Funding for community-based housing and treatment programs has fallen far short of the need and promises to do better routinely go unfulfilled. Closing state mental hospitals was a major factor in the rise of homelessness and, especially, in the high incidence of mental illness in the homeless population, which has placed added pressure on jails and law enforcement.

In the late 1960s, more than 13,000 people lived in eight state developmental centers. The 1,300 residents of the remaining centers in Glen Ellen, Porterville and Costa Mesa are among the most profoundly disabled people in the state. Some have spent most of their lives in one of the centers, relocating as they have closed. Many have returned after failed attempts at living in community-based settings, and about 200 former residents end up in county jails on any given day.

Their welfare must be the top priority. Many family members and guardians argue passionately that their loved ones aren’t equipped to live outside the developmental centers.

“Our hearts are broken,” Kathleen Miller, president of Sonoma’s Parent Hospital Association, said Thursday after Brown release his May budget revision, which calls for closure of the Sonoma Developmental Center by 2018 and the others by 2021.
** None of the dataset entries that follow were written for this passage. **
PR #685, opened 2025-02-24
fix: consider edge case of empty or space only string when parsing ra…

fkglr:
…nges

### DIFF
--- a/src/gallia/utils.py
+++ b/src/gallia/utils.py
@@ -85,6 +85,9 @@ def unravel(listing: str) -> list[int]:
     range_delimiter = "-"
     result = set()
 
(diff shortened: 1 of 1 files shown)


rumpelsepp (approved):

src/gallia/utils.py
```diff
@@ -86,6 +86,9 @@ def unravel(listing: str) -> list[int]:
     range_delimiter = "-"
     result = set()
 
+    if len(listing) == 0 or listing.isspace():
```
rumpelsepp:
```suggestion
    if listing == "" or listing.isspace():
```

PR #699, opened 2025-03-31
!feat: Remove HAS_ARTIFACTS_DIR in favor of artifacts_base config

ferdinandjarisch:
Currently, the property `HAS_ARTIFACTS_DIR` of `BaseCommand` determines whether a folder is created and artifacts are saved.

This commit removes this property in favor of the config property `artifacts_base`, such that artifacts are automatically saved, once the property is filled in the config object.

These adaptions bring two major benefits:

1. If gallia is run quickly from the CLI, it does not clutter temporary storage or require dependencies such as dumpcap.
2. When calling individual scanners from within python with gallia as a lib, the interface to decide whether and where to artifacts are saved is more straightforward.

### DIFF
--- a/src/gallia/command/base.py
+++ b/src/gallia/command/base.py
@@ -16,7 +16,6 @@ from datetime import UTC, datetime
 from enum import Enum, unique
 from pathlib import Path
 from subprocess import CalledProcessError, run
-from tempfile import gettempdir
 from typing import Any, Protocol, Self, cast
 
 from pydantic import ConfigDict, field_serializer, model_validator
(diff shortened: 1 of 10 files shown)


rumpelsepp:
I think this makes sense.

The tests need to be fixed and somehow reordered/regrouped.

ferdinandjarisch:
> The tests need to be fixed and somehow reordered/regrouped.

I added a commit that extends the test's config file with `artifacts_base` such that behavior for the tests is the same as before.

PR #706, opened 2025-04-02
Improve service scanner

ferdinandjarisch:


rumpelsepp:
Not sure if we should drop the optional power cycle thing here. There is a bug somewhere in leave session, I assume.

ferdinandjarisch:
> There is a bug somewhere in leave session

If you refer to what we have discussed: I could identify the bug and fixed it in #704 .
The bug is triggered by calling `reconnect`, which is done during `leave_session`.

The main reason I'm dropping `leave_session` here is because its behavior is hard to predict (think of plugins).
Essentially, it currently enforces ECUReset as well as DiagnosticSessionControl, which will produce errors in case there is something wrong with those two services.

My understanding is that the service scan is run rather early into a "campaign", thus I strongly advocate to make this scanner as "raw" as possible, relying on as little available services as possible.
If you want power cycles to still be present, my suggestion is to add this explicitly and similarly to `--reset` lock it behind a CLI flag.

rumpelsepp:
Ok, cool. Thanks!
Let's add a flag in an additional pull request. I open a ticket and merge this one.

PR #735, opened 2025-07-31
fix(transport): Remove double transport reference for UDSScanner class

ferdinandjarisch:
When initializing a UDSScanner class, it sets up its own `ECU` object that re-uses `self.transport` and offers extended functionality.

It is bad practice to maintain two references two a `BaseTransport` object at two different places, thus make `self.transport` a link to `self.ecu.transport` as soon as the latter is initialized.

### DIFF
--- a/src/gallia/command/base.py
+++ b/src/gallia/command/base.py
@@ -473,8 +473,20 @@ class Scanner(AsyncScript, ABC):
         super().__init__(config)
         self.config: ScannerConfig = config
         self.power_supply: PowerSupply | None = None
-        self.transport: BaseTransport
+        self._transport: BaseTransport | None = None
         self.dumpcap: Dumpcap | None = None
+
+    @property
+    def transport(self) -> BaseTransport:
+        if self._transport is None:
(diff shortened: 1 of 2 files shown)


src/gallia/command/base.py
```diff
@@ -473,9 +473,21 @@ def __init__(self, config: ScannerConfig):
...
 
+    @property
+    def transport(self) -> BaseTransport:
+        if self._transport is None:
+            raise RuntimeError("Transport accessed before first initialization!")
+        return self._transport
+
+    @transport.setter
+    def transport(self, transport: BaseTransport) -> None:
+        if not isinstance(transport, BaseTransport):
```
rumpelsepp, line 487: Isn't this covered by mypy already?

ferdinandjarisch: Statically yes, but I wasn't sure how exactly transports are loaded as plugins and whether types are sufficiently checked there. My idea was to have another safety-net here.

Do you want it removed?

rumpelsepp: fair enough.

PR #481, opened 2016-07-28
[ELY-605] Add an allow-all-sasl-mechanisms option.

darranl:


dmlloyd:
This is OK for now.  I'd like to revisit the API though and use a predicate-based filter instead, and unify this one with the other filter.  This is non-urgent however.

PR #485, opened 2016-08-04
[ELY-462] DirContext supplier instead of DirContextFactory

honza889:
* DirContextFactory replaced by ExceptionSupplier<DirContext, NamingException>
* Required for movement of DirContext definition in subsystem from LDAP realm to standalone block
* Obtaining DirContext, which was done in every CredentialLoader, is now happening just once - in LdapRealm

Changes API - should be merged together with https://github.com/wildfly-security/elytron-subsystem/pull/198

### DIFF
--- a/src/main/java/org/wildfly/security/auth/realm/ldap/DelegatingLdapContext.java
+++ b/src/main/java/org/wildfly/security/auth/realm/ldap/DelegatingLdapContext.java
@@ -1,0 +1,378 @@
+/*
+ * JBoss, Home of Professional Open Source
+ *
+ * Copyright 2016 Red Hat, Inc. and/or its affiliates.
+ *
+ * Licensed under the Apache License, Version 2.0 (the "License");
+ * you may not use this file except in compliance with the License.
+ * You may obtain a copy of the License at
+ *
+ *     http://www.apache.org/licenses/LICENSE-2.0
+ *
+ * Unless required by applicable law or agreed to in writing, software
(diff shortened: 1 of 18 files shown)


honza889:
Rebased.

src/main/java/org/wildfly/security/auth/realm/ldap/DelegatingLdapContext.java
```diff
@@ -0,0 +1,378 @@
...
+ * Delegating {@link LdapContext}, which use {@link DirContextFactory} to obtain and return context.
+ * Context is obtained on construction and returned instead of closing.
+ * If non-Ldap context is obtained, LdapContext specific methods throws {@link UnsupportedOperationException}.
+ *
+ * @author <a href="mailto:jkalina@redhat.com">Jan Kalina</a>
+ */
+public class DelegatingLdapContext implements LdapContext {
+
+    DirContext delegating;
+    DirContextFactory factory;
```
dmlloyd: Out of curiosity, if we've switched to using a function interface for DirContextFactory in some places, why not here?

honza889: `DelegatingLdapContext` works as adapter between old `DirContextFactory` and new function interface.

honza889: But if you mean to use CloseHandler instead (similar to ReconnectHandler), it sounds good, I will add it into #490.

PR #487, opened 2016-08-19
SSL client side - allow null keyManager

honza889:
* Allowed null keyManager for client SSLContext (when client auth not used)
* SSL test with SSLContextBuilder on both sides already

Related to https://github.com/wildfly-security/elytron-subsystem/pull/204


honza889:
Merged together with #490.

PR #490, opened 2016-08-24
[ELY-587] SSL into DirContext

honza889:
Based/depends on https://github.com/wildfly-security/wildfly-elytron/pull/487

* DelegatingLdapContext now produced directly by SimpleDirContextFactoryBuilder
* ElytronSSLSocketFactory ensure passing correct SocketFactory into DirContext
 * threadlocal is used to provide information about currently constructed DirContext into SocketFactory
 * threadlocal is set from DirContextFactory on build and on reconnect
 * into DelegatingLdapContext is passed callback, which allow do action (set threadlocal) before/after reconnect
* in testing CA generated cert for "localhost", LDAPS used in tests now


src/main/java/org/wildfly/security/auth/realm/ldap/ElytronSSLSocketFactory.java
```diff
@@ -0,0 +1,81 @@
+/*
+ * JBoss, Home of Professional Open Source.
+ * Copyright 2015 Red Hat, Inc., and individual contributors
```
darranl: It is 2016 ;-)

honza889:
fixed header by note, added javadoc of ElytronSSLSocketFactory

src/main/java/org/wildfly/security/auth/realm/ldap/ElytronSSLSocketFactory.java
```diff
@@ -0,0 +1,89 @@
...
+ *
+ * DirContext allows SocketFactory passing only in form of class name string, which prevent
+ * to pass different SSL configuration into different DirContexts without standalone classes.
+ *
+ * This socket factory bypass this using thread local variable with SocketFactory,
+ * which should be used in directly following socket-creating DirContext operation.
+ *
+ * @author <a href="mailto:jkalina@redhat.com">Jan Kalina</a>
+ */
+public class ElytronSSLSocketFactory extends SocketFactory {
```
dmlloyd: A better name for this would be "ThreadLocalSSLSocketFactory" IMO.

src/main/java/org/wildfly/security/auth/realm/ldap/SimpleDirContextFactoryBuilder.java
```diff
@@ -240,6 +257,7 @@ private DirContext createDirContext(String securityPrincipal, char[] securityCre
             env.put(InitialDirContext.SECURITY_PRINCIPAL, securityPrincipal);
             env.put(InitialDirContext.SECURITY_CREDENTIALS, String.valueOf(securityCredential));
             env.put(InitialDirContext.REFERRAL, mode == null ? ReferralMode.IGNORE.getValue() : mode.getValue());
+            if (socketFactory != null) env.put(SOCKET_FACTORY, ElytronSSLSocketFactory.class.getName());
```
dmlloyd: I guess for this to work, our socket factory has to be visible from the TCCL, correct?

honza889: Yes, DirContext obtain it using reflection. :(

src/main/java/org/wildfly/security/auth/realm/ldap/ElytronSSLSocketFactory.java
honza889: +1

honza889:
Fixed by @dmlloyd's notes.

PR #492, opened 2016-09-13
[ELY-626] NamedPermission name null checking

honza889:
https://issues.jboss.org/browse/ELY-626 ([WFLY-7082] before moving)

### DIFF
--- a/src/main/java/org/wildfly/security/permission/AbstractNamedPermission.java
+++ b/src/main/java/org/wildfly/security/permission/AbstractNamedPermission.java
@@ -18,6 +18,8 @@
 
 package org.wildfly.security.permission;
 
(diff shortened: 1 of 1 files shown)


src/main/java/org/wildfly/security/permission/AbstractNamedPermission.java
```diff
@@ -37,17 +39,19 @@
     /**
      * Construct a new instance.
      *
-     * @param name the permission name
+     * @param name the permission name (must not be {@code null})
      */
     protected AbstractNamedPermission(final String name) {
         super(name);
```
dmlloyd: Instead it should just be ```super(Assert.checkNotNullParam("name", name));```.  We don't want a new error code for null checking.

PR #494, opened 2016-09-14
make it compile and run tests on recent jdk9 builds

ctomc:
this will make it work with jdk9 b135 and newer.

### DIFF
--- a/pom.xml
+++ b/pom.xml
@@ -24,7 +24,7 @@
     <parent>
         <groupId>org.jboss</groupId>
         <artifactId>jboss-parent</artifactId>
-        <version>20</version>
+        <version>21</version>
     </parent>
 
     <modelVersion>4.0.0</modelVersion>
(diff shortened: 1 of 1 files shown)


pom.xml
```diff
@@ -49,7 +49,7 @@
     </licenses>
 
     <scm>
-        <connection>svm:git@github.com:wildfly-security/wildfly-elytron.git</connection>
+        <connection>scm:git:git@github.com:wildfly-security/wildfly-elytron.git</connection>
```
darranl: LOL thanks ;-)

darranl:
I think the failure is triggered by the changes as the failing test is only supposed to run within a suite where the required LDAP server has already been started - that was the reason we have the filtering in the pom.

ctomc:
yeah default for includes is **almost** the same which is why I removed this.
but problem is that is is almost and not actually the same :)

PR #496, opened 2016-09-21
[ELY-641] constant-permission-mapper

honza889:
https://issues.jboss.org/browse/ELY-641

### DIFF
--- a/src/main/java/org/wildfly/security/authz/PermissionMapper.java
+++ b/src/main/java/org/wildfly/security/authz/PermissionMapper.java
@@ -89,6 +89,15 @@ public interface PermissionMapper {
     }
 
     /**
+     * Returns a new mapper that maps all to pre-defined {@link PermissionVerifier} instance.
+     * @param verifier the {@link PermissionVerifier} that will be returned for anybody.
+     * @return the constant {@link PermissionVerifier}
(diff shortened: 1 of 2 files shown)


honza889:
Fixed by notes.

src/main/java/org/wildfly/security/authz/ConstantPermissionMapper.java
```diff
@@ -0,0 +1,98 @@
...
+import org.wildfly.security.permission.PermissionVerifier;
+
+/**
+ * A simple {@link PermissionMapper} implementation that maps all to pre-defined {@link PermissionVerifier} instance.
+ *
+ * This {@code PermissionMapper} is constructed using a {@link Builder}.
+ *
+ * @author <a href="mailto:jkalina@redhat.com">Jan Kalina</a>
+ */
+public class ConstantPermissionMapper implements PermissionMapper {
```
dmlloyd: This all seems like overkill to me.  Why not just add one method to ``PermissionMapper``:

```
static PermissionMapper createConstant(PermissionVerifier verifier) {
    return (p, r) -> verifier;
}
```

honza889:
Updated by notes.

PR #500, opened 2016-09-28
[ELY-647] MechanismDatabase SSL_ aliases fix

honza889:
https://issues.jboss.org/browse/ELY-647


src/main/java/org/wildfly/security/ssl/MechanismDatabase.java
```diff
@@ -74,14 +74,18 @@ static MechanismDatabase getInstance() {
...
+                aliases.put(name, target);
+                if (name.startsWith("TLS_")) {
+                    aliases.put("SSL_" + name.substring(4), target);
+                }
             } else if (strings.length != 11 && strings.length != 13) {
                 log.warnInvalidStringCountForMechanismDatabaseEntry(name);
             } else {
                 boolean ok = true;
                 final String openSslName = strings[0];
-                final KeyAgreement kex = KeyAgreement.forName(strings[1]);
```
dmlloyd: Here "kex" is an acronym for "Key Exchange".  But, that's fine. :-)

PR #502, opened 2016-10-04
[WFLY-7193][ELY-634][ELY-637] logging - SSL + mappings

honza889:
https://issues.jboss.org/browse/WFLY-7193

### DIFF
--- a/src/main/java/org/wildfly/security/keystore/AtomicLoadKeyStore.java
+++ b/src/main/java/org/wildfly/security/keystore/AtomicLoadKeyStore.java
@@ -18,6 +18,8 @@
 
 package org.wildfly.security.keystore;
 
+import org.wildfly.security._private.ElytronMessages;
+
 import static org.wildfly.security._private.ElytronMessages.log;
 
 import java.io.IOException;
@@ -54,6 +56,7 @@ public class AtomicLoadKeyStore extends KeyStore {
     public static AtomicLoadKeyStore newInstance(final String type, final Provider provider) {
         AtomicLoadKeyStoreSpi keyStoreSpi = new AtomicLoadKeyStoreSpi(() -> KeyStore.getInstance(type, provider));
 
+        ElytronMessages.tls.tracef("AtomicLoadKeyStore creating:  type = %s,  provider =  %s", type, provider);
         return new AtomicLoadKeyStore(keyStoreSpi, provider, type);
     }
 
--- a/src/main/java/org/wildfly/security/keystore/AtomicLoadKeyStoreSpi.java
+++ b/src/main/java/org/wildfly/security/keystore/AtomicLoadKeyStoreSpi.java
@@ -49,7 +49,7 @@ class AtomicLoadKeyStoreSpi extends DelegatingKeyStoreSpi {
     @Override
     public void engineLoad(InputStream stream, char[] password) throws IOException, NoSuchAlgorithmException, CertificateException {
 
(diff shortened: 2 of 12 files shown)


src/main/java/org/wildfly/security/keystore/AtomicLoadKeyStore.java
```diff
@@ -54,6 +56,13 @@ private AtomicLoadKeyStore(AtomicLoadKeyStoreSpi keyStoreSpi, Provider provider,
     public static AtomicLoadKeyStore newInstance(final String type, final Provider provider) {
         AtomicLoadKeyStoreSpi keyStoreSpi = new AtomicLoadKeyStoreSpi(() -> KeyStore.getInstance(type, provider));
 
+        if (ElytronMessages.tls.isTraceEnabled()) {
+            ElytronMessages.tls.trace("AtomicLoadKeyStore creating:" +
```
dmlloyd: You should use ``tracef`` for this instead of using .isTraceEnabled().  You can then also use ``%n`` instead of ``\n``.

src/main/java/org/wildfly/security/ssl/SSLContextBuilder.java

“There’s a moral issue here,” the Rev. Tom Chesterman, whose son lives at the Sonoma center, told The Press Democrat Editorial Board recently, adding that a society is judged by how it treats the most vulnerable people.

That must guide the discussions about the developmental centers, not any arbitrary date or budget target. The state took a full five years to plan and execute the most recent developmental center closure, and Brown’s plan includes six years for of the remaining centers. Why just three for the Sonoma center?

Patient welfare is most important, and legislators should listen carefully to family members and caregivers. Other issues also warrant careful consideration. The Sonoma Developmental Center is the largest employer in the Sonoma Valley, and its closure would have a significant impact on the region. The center itself is an important resource, a 1,000-acre campus with more than 140 buildings in the heart of a scenic watershed and wildlife corridor.

A community coalition formed to plan a future for the property held its first meeting this month in nearby Sonoma, attracting more than 200 people. Among the ideas offered at the session is combining a scaled-back developmental center with other services, such as specialized medical care or junior college classes, available to the community at large. More “Transform SDC” sessions are planned, but a hasty closure order could undermine the process, denying the Sonoma Valley, as well as developmental center residents’ families, a voice in the future of a venerable institution.

If the centers are destined to close, it needs to be done right, not just done fast.